DATA EXTRACTS

Issue #21, opened 2022-08-28
HLS check fails by trying to access the network


srid:
The check works on my local machine but not on Github Actions runner or Garnix CI.

https://github.com/srid/haskell-template/runs/8060856223?check_suite_focus=true

```
default-hls-check> Severity: DsError
default-hls-check> Message:
default-hls-check>   Error when calling cabal exec -v0 -- ghc --print-libdir
default-hls-check>   dieVerbatim: user error (cabal: Couldn't establish HTTP connection. Possible cause: HTTP proxy
default-hls-check>   server
default-hls-check>   is down.
default-hls-check>   )
```

Very strange.

srid:
Because this check requires disabling the Nix sandbox for it to work, I think we should disable the `enableHLSCheck` option by default.

srid:
This fails on Hercules CI, understandably: https://hercules-ci.com/github/srid/haskell-template/jobs/100

So, I'd have to `hlsCheck.enable = true;` and add a Hercules CI *effect* that runs the HLS check. For this to be doable, however, `haskell-flake` has to expose the check derivation itself in some form, like `config.haskellProjects.default.hlsCheck.drv`.

PR #51, opened 2022-12-23
Add haskellProjects.*.{hlintCheck,hlsCheck}.drv

srid:
cf. https://github.com/srid/haskell-flake/issues/21#issuecomment-1364154220

### DIFF
--- a/flake-module.nix
+++ b/flake-module.nix
@@ -12,13 +12,36 @@ let
   inherit (types)
     functionTo
     raw;
+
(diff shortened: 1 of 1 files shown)


srid:
This is useless; as we want the whole thing as a string to pass to hci effects.

runCommandInSimulatedShell could perhaps be upstreamed to hci-effects in some form, replacing or complementing its existing `nix-shell` function.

DESCRIPTION OF THE TASK
Reproduce every line above that contains the string "flake".

TASK RESPONSE
So, I'd have to `hlsCheck.enable = true;` and add a Hercules CI *effect* that runs the HLS check. For this to be doable, however, `haskell-flake` has to expose the check derivation itself in some form, like `config.haskellProjects.default.hlsCheck.drv`.
cf. https://github.com/srid/haskell-flake/issues/21#issuecomment-1364154220
--- a/flake-module.nix
+++ b/flake-module.nix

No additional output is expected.